#### INFORMATION:
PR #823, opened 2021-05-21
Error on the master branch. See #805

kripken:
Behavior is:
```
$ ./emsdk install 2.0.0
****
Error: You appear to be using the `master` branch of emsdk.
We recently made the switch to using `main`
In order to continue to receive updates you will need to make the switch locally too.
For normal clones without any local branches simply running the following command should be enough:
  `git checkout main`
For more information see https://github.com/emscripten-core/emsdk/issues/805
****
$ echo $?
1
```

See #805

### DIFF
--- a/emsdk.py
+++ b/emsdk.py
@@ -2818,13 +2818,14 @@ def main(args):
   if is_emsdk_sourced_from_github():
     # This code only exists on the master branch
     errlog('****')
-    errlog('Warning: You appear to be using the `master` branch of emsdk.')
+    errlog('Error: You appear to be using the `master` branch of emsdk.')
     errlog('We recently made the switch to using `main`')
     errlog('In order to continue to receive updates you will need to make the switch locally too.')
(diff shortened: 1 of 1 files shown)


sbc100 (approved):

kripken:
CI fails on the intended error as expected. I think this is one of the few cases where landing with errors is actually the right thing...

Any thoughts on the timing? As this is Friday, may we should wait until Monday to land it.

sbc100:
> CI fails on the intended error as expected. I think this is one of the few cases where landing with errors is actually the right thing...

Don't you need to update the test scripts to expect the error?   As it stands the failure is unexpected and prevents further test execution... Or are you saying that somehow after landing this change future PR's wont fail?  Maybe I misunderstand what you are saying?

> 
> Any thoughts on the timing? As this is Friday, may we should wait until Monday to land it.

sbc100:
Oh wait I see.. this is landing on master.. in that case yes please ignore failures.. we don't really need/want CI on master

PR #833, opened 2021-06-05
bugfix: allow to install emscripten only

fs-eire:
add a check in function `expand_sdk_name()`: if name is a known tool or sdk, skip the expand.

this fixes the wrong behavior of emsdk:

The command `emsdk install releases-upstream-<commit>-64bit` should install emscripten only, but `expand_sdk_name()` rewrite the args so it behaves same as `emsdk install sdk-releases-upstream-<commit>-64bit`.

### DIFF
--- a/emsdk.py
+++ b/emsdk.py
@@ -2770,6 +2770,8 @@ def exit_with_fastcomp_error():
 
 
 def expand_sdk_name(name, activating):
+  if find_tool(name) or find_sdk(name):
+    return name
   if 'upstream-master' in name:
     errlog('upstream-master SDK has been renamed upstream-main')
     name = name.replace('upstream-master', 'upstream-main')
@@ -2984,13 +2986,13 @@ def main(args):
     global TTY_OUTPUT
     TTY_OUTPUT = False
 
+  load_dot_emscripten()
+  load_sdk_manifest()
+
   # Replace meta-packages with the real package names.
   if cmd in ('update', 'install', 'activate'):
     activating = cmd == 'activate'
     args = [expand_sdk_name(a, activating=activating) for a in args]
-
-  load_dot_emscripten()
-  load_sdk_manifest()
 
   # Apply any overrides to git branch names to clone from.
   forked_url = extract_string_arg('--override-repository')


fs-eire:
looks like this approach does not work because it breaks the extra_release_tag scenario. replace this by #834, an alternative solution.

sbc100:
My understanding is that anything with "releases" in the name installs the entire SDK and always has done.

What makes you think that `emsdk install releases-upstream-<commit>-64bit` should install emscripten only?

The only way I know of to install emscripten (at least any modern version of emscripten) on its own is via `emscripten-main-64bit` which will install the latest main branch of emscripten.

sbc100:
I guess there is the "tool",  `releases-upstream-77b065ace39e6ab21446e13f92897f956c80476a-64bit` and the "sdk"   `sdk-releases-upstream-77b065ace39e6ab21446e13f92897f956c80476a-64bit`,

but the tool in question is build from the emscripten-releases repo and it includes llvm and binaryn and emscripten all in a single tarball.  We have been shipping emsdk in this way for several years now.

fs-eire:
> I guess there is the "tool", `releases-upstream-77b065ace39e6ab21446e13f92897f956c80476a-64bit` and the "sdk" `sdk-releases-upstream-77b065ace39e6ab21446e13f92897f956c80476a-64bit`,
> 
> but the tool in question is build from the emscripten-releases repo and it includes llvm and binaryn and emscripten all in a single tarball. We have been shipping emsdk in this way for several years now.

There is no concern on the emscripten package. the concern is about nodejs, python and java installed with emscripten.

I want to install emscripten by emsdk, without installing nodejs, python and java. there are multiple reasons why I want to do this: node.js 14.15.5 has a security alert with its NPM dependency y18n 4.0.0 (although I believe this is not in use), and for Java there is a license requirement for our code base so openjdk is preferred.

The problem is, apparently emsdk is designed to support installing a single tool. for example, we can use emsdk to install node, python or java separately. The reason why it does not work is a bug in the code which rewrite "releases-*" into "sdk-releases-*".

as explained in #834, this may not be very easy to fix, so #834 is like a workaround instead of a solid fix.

#### TASK PROMPT:
Report every line of the data above that contains the string "fails" by copying it in full.

#### EXPECTED ANSWER:
CI fails on the intended error as expected. I think this is one of the few cases where landing with errors is actually the right thing...
> CI fails on the intended error as expected. I think this is one of the few cases where landing with errors is actually the right thing...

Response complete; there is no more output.